US, WASHINGTON (ORDO NEWS) — Leonid Fedun, the billionaire and major shareholder of Lukoil, compared Russia’s decision to sign the OPEC + deal with the signing of the Brest Peace Treaty in 1918, which allowed the country to leave the First World War. And both of these steps, in his opinion, were humiliating, but necessary. The alternative was significantly worse.
In early March, Russia, which had significant gold reserves and producers with a low production price, hoped to calmly survive the difficult period associated with the collapse of oil prices.
Having lost the opportunity to extend the deal with other oil exporters to reduce the current level of production, Moscow saw an opportunity to squeeze out from the market those participants whom it considers “free riders” – American shale producers who benefited from the restrictions of other producers and filled the markets with their crude flows oil.
But in the end, the reduction in oil demand due to the isolation regime caused by the coronavirus turned out to be too significant. The potential geopolitical benefits associated with the obvious participation in solving the problem, as well as losses in the event of obstacles, were very significant. Empty storage capacity was rapidly declining. Russia agreed to reduce production.
But the real challenge is yet to come. Saudi Arabia and Russia have announced that they will share the burden of reductions and reduce production by 5 million barrels per day from a baseline of 11 million.
This is half of the total reduction that the OPEC + group has agreed on (it included former OPEC members, as well as other manufacturers). At the same time, concessions from Moscow will mean much more significant technical risks, as well as future costs for Russian oil companies, which are forced to invent new methods to maintain mature fields in working condition. This means that the fulfillment of the terms of the transaction is associated with additional difficulties.
Russia could survive a longer period of extremely low prices. She has a special fund for a rainy day, designed just for such cases. However, President Vladimir Putin needed to alleviate the economic pain caused internally by the coronavirus pandemic, and therefore higher oil prices could help. He also hopes that participating in a deal that suits U.S. President Donald Trump could pay dividends in something else, such as sanctions. Unfortunately, those things that make sense at the virtual negotiating table are not always effective in practice.

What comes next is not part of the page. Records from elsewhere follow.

PR #461, opened 2024-05-13
[skip-ci] Packit: use `packages: [aardvark-dns-fedora] for podman-next builds

lsm5:
Otherwise multiple duplicate jobs are created on the podman-next copr.

PR #465, opened 2024-05-15
[skip-ci] TMT: Reorg and reuse upstream tests on downstream updates

lsm5:
This commit accounts for breaking changes in `dnf5 config-manager`.

Merge after https://github.com/containers/aardvark-dns/pull/461


lsm5:
@mheon @Luap99 PTAL

plans/main.fmf
```diff
@@ -30,6 +40,20 @@ adjust:
...
+          order: 40
+          script: dnf config-manager --save --setopt="*:rhcontainerbot:podman-next.priority=5"
+      because: Higher priority for podman-next packages
+
+    - when: distro >= fedora-41
+      prepare+:
+        - how: shell
+          order: 40
+          script: dnf config-manager setopt "*:rhcontainerbot:podman-next.priority=5"
+      because: Higher priority for podman-next packages. Different dnf config-manager usage for Fedora 41+
```
Luap99, line 55: Is there no if else syntax? Like this it could be possible to miss a distro accidentally, not that I think it is the case here just looking to make this more robust.

lsm5: let me check if i can simplify this further. Putting this back to draft.

lsm5: @Luap99 simplified a lot by using generic steps to work across all distros. There's still some conditionalizing for enabling centos-stream copr targets on centos-stream test environments and that can't be generalized unless there's changes in how dnf / copr enables targets on rhel/centos-stream envs.

plans/main.fmf
```diff
@@ -1,40 +1,36 @@
...
-## Ref: https://tmt.readthedocs.io/en/stable/spec/core.html#order
+prepare+:
+    - name: Install bats
+      how: shell
+      script: |
+        BATS_VERSION=1.11.0
+        curl -s -L -O https://github.com/bats-core/bats-core/archive/refs/tags/v$BATS_VERSION.tar.gz
+        tar zxf v$BATS_VERSION.tar.gz
+        cd bats-core-$BATS_VERSION
+        ./install.sh /usr
```
Luap99, line 9: Is there a strong reason to do this? I rather use the packaged version. Is the issue that there is no epel 10 yet?

edsantiago: I'm not sure what you mean by "`parallel` support". As best I understand, plain BATS will use GNU parallel just fine. What I see in your link above is that the bats rpm has a `Requires: parallel` -- that's something we could do ourselves.

For now and the immediate future this is moot, since system tests can't yet run in parallel.

lsm5: > I'm not sure what you mean by "`parallel` support". As best I understand, plain BATS will use GNU parallel just fine. What I see in your link above is that the bats rpm has a `Requires: parallel` -- that's something we could do ourselves.
> 

@edsantiago ack, I just saw `BuildRequires: parallel` in there so I thought `support`.

> For now and the immediate future this is moot, since system tests can't yet run in parallel.

In that case I would prefer what I currently have on the PR, mainly for simplicity.

Luap99: FYI we are in aardvark-dns here, we do not have parallel runs enabled but the tests are designed with sufficient isolation that it could be easily be enabled I think. 
Test timing is not that critical on this repo but I think losing this ability is bad.

Reasons why I don't like this:
- nobody ever will remember to update this there as such we keep using outdated bats forever and then don't notice if things break
- there is no trust chain, with the rpm package we get gpg signatures, sure this likely does not matter as upstream must be trusted no matter what
- there is no way to know what we get really with executing the install.sh script? What if it fails for some reason? We know have to debug this thing with no knowledge what it executes.

edsantiago: FWIW, this (fetch & unpack static tarball from github) is the method used in RHEL gating tests. It is unfortunately more reliable than epel or anything else I could think of, particularly on unreleased RHELs.

lsm5: 1 possible alternative I could try would be `dnf install $BATS_RPM_URL $PARALLEL_RPM_URL` where the URLs are generic enough that they'll work for all distros without any extra setup. I'll have to pull in parallel too because of the install requirement. I can check on that

lsm5:
I'll probably end up reworking this to also account for downstream reusability.

lsm5:
@Luap99 @edsantiago @cevich PTAL at the current state. With this setup, we can reuse the tests for Fedora zuul (before dist-git PR merge) and bodhi updates and also on CentOS Stream.

See test downstream PR: https://src.fedoraproject.org/rpms/aardvark-dns/pull-request/20 and the actual TMT test trigger in Zuul: https://artifacts.dev.testing-farm.io/34dd8354-1a3d-4d34-ba58-9fb432581b8b/ . 

Unit, validate and integration tests are run upstream while only the integration tests are run downstream.

Once everything looks ok, I'll re-enable failure notifications and repush for final merge.

test/tmt/tests.sh
```diff
@@ -0,0 +1,52 @@
...
+    echo "priority=5" >> /etc/yum.repos.d/_copr:copr.fedorainfracloud.org:rhcontainerbot:podman-next.repo
+fi
+
+# Remove testing-farm repos if they exist because they interfere with the
+# podman-next copr. The default distro repos will not be removed and can be
+# used wherever relevant.
+rm -f /etc/yum.repos.d/tag-repository.repo
+
+# Enable EPEL on RHEL/CentOS Stream envs to fetch bats
+if [[ -n $(rpm --eval '%{?rhel}') ]]; then
```
cevich, line 39:
```suggestion
if [[ -n $RHEL_VERSION ]]; then
```

test/tmt/tests.sh
```diff
@@ -0,0 +1,52 @@
...
+    # Until EPEL 10 is available use epel-9 for all RHEL and CentOS Stream
+    dnf -y install https://dl.fedoraproject.org/pub/epel/epel-release-latest-9.noarch.rpm
+    sed -i 's/$releasever/9/g' /etc/yum.repos.d/epel.repo
+fi
+
+# Install dependencies for running tests
+dnf -y install bats bind-utils cargo clippy go-md2man iptables jq make netavark nftables nmap-ncat rustfmt slirp4netns
+
+cat /etc/redhat-release
```
cevich, line 48: I think this output would be more useful to have at the start of the script.  If something above goes south, execution will never reach here.

cevich (changes requested):

test/tmt/main.fmf
```diff
@@ -0,0 +1,33 @@
...
+
+/unit:
+    tag: upstream
+    summary: Unit test
+    test: make -C ../.. unit
+
+/upstream:
+    tag: upstream
+    summary: Run tests on upstream PRs
+
```
edsantiago, line 24: This and line 31 are trailing whitespace. I'm a little alarmed that the git hooks didn't block it.

edsantiago (approved):
Tentative LGTM but I'm not qualified to read packit

.packit.yaml
```diff
@@ -24,9 +37,9 @@ jobs:
   - job: copr_build
     trigger: pull_request
     packages: [aardvark-dns-fedora]
-    notifications: &copr_build_failure_notification
-      failure_comment:
-        message: "Ephemeral COPR build failed. @containers/packit-build please check."
+    #    notifications: &copr_build_failure_notification
+    #  failure_comment:
+    #    message: "Ephemeral COPR build failed. @containers/packit-build please check."
```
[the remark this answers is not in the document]
lsm5: yes

test/tmt/main.fmf
cevich: If you're talking about pre-commit hooks, I don't see any setup on this repo :disappointed:

test/tmt/tests.sh
Luap99, line 1: should this file be named test_integration.sh instead? I find tests.sh a weird name given it only runs integration tests so the purpose is not quite clear.

lsm5: sgtm

test/tmt/tests.sh
```diff
@@ -0,0 +1,52 @@
+#!/usr/bin/env bash
+
+set -exo pipefail
+
+if [[ $1 == '' ]]; then
+    echo -e "Usage: podman-tests.sh STREAM\nSTREAM can be upstream or downstream"
```
Luap99, line 6: usage script name does not match

test/tmt/main.fmf
```diff
@@ -0,0 +1,33 @@
+# Only common dependencies that are NOT required to run netavark-tests.sh are
+# specified here. Everything else is in netavark-tests.sh.
+require:
+    - cargo
+    - make
+
+adjust:
+    duration: 10m
+    when: arch == aarch64
```
Luap99, line 9: Why only on aarch?

test/tmt/tests.sh
cevich, line 6:
```suggestion
    echo -e "Usage: $(basename ${BASH_SOURCE[0]}) STREAM\nSTREAM can be upstream or downstream"
```

test/tmt/main.fmf
```diff
@@ -0,0 +1,33 @@
...
+    test: make -C ../.. unit
+
+/upstream:
+    tag: upstream
+    summary: Run tests on upstream PRs
+    
+    /integration_test:
+        test: bash tests.sh upstream
+
+/downstream:
```
Luap99, line 28: The duplication between upstream and downstream confuses me here? Also the names make no sense as this runs integration tests not upstream/downstream specific tests. 
Can't we just assign two tags upstream and downstream to one definition?

test/tmt/main.fmf
lsm5: IIRC, the default is 5m and that sufficed for x86_64 consistently. Only aarch64 timed out sometimes.

test/tmt/main.fmf
lsm5: I pushed a test change. Let me see how I can best address this. Hold off on this for a bit.

test/tmt/main.fmf
lsm5: removed

.packit.yaml
```diff
@@ -5,6 +5,19 @@
...
+    dest: gating.yaml
+    delete: true
+  - src: plans/
+    dest: plans/
+    delete: true
+  - src: .fmf/
+    dest: .fmf/
+    delete: true
+  - .packit.yaml
+
```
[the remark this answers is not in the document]
lsm5: added comment

test/tmt/main.fmf
lsm5: see [this change](https://github.com/containers/aardvark-dns/pull/465/files#diff-68ada78e2ae75611599170f255698e6e31c66e0bfe3aae153e9c41b6cb7ad89fR21-R30) which reorgs the integration tests. The results are [here](https://artifacts.dev.testing-farm.io/abce20c4-0a57-4e57-9808-82822c3e9cfa/)

Given aardvark-dns tests depend on netavark, for upstream we'll need to fetch netavark from podman-next while for downstream we'll need to fetch official fedora netavark. So, there will be some differences. We `could` move this environment detection in the script itself, but hope we're cool with doing that in a followup PR.

Luap99: yes that looks good enough to me

lsm5:
PTAL again. Good for hopefully final review and merge. Thanks!

test/tmt/tests.sh
lsm5: done

Luap99 (approved):
LGTM, I have no way to verify any of the downstream changes but looks like the upstream changes work and it is tested properly

lsm5:
> LGTM, I have no way to verify any of the downstream changes but looks like the upstream changes work and it is tested properly

Thanks @Luap99.

If anyone would like to verify how it looks like downstream (currently a manual sync), go to the dist-git test PR: https://src.fedoraproject.org/rpms/aardvark-dns/pull-request/20# -> `Zuul` CI result -> `rpm-tmt-test` -> `Artifacts` tab -> `Testing Farm Artifacts`. Only the downstream integration tests are run there.

The automatic syncing from Packit and bodhi results will only be found after an upstream release, unless we do a manual sync first. But Zuul results should be a strong enough indicator. HTH.

Luap99:
We cut a new release tomorrow should we get this merged for that?

lsm5:
> We cut a new release tomorrow should we get this merged for that?

That would be great.  Thanks @Luap99 . I have further simplifications lined up for container-selinux and netavark, which I can replicate in av as well for a followup.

To fulfill the terms of the deal in May and June, Russia needs to reduce production by 2.8 million barrels per day in relation to the reported level of crude oil production in March. According to experts at the Oxford Institute for Energy Studies, even with the exclusion of gas condensate, another 2 million barrels will remain, that is, a fifth of the total production of crude oil, which is twice as much as Russia can afford the assessment of Trafigura, a commodity trader, and Moscow called that amount. As a result, Russia will be forced to return to the volume of production, which was last recorded in 2003.
But the problem is not only a reduction in production. In fact, this is the easy part. The trouble is that about 80% of all oil is produced at mature Russian fields, and it is not so easy to stop and then restart them.
The reduction should not affect the ability of companies to restore the previous level of production and do it at a reasonable price. In addition, reductions should be made in such a way that the remainder of the production remains profitable. Kirill Tachennikov, an analyst with BCS Global Markets, believes that half of these companies do not have the technical equipment needed to quickly change production volumes. And there are other consequences associated with the level of local employment and changes in electricity consumption.
The question arises as to how the stipulated reductions will be distributed among Russian manufacturers, not all of which are under state control. Energy Minister Alexander Novak only said that Russian companies agreed on the need for radical measures, but so far there is very little information on how they will implement them.
Rosneft accounts for almost 40% of production in Russia, but its management can easily find reasons to abandon some restrictions due to the fact that part of its crude oil has already been pre-sold to China. Producers such as Tatneft, which have a significant number of mature fields, will suffer more.
There are some levers that Russian manufacturers can use. For example, they can direct more crude oil to more profitable refined products. Perhaps there is some room for maneuver regarding the conversion of official Russian data, presented in metric tons, into statistical indicators, expressed in the number of barrels per day. Vitaly Yermakov of the Oxford Institute for Energy Research indicates that many Russian producers, including those from Eastern Siberia and Sakhalin, produce lighter oil, which means that they get more barrels of their oil and therefore are able to make the process contractions are more manageable.
There is also a ray of light at the end of the tunnel – the temperature rises, and as a result, the process of changes at the facilities located in the northern latitudes will be facilitated.
A weaker ruble will also cut costs and possibly help protect future projects when their dollar value decreases. But even in the most favorable situation, it will be difficult for the OPEC + transaction participants to monitor the fulfillment of its conditions, especially when it comes to pipeline exports.
However, to avoid short-term pain, apparently, will not work.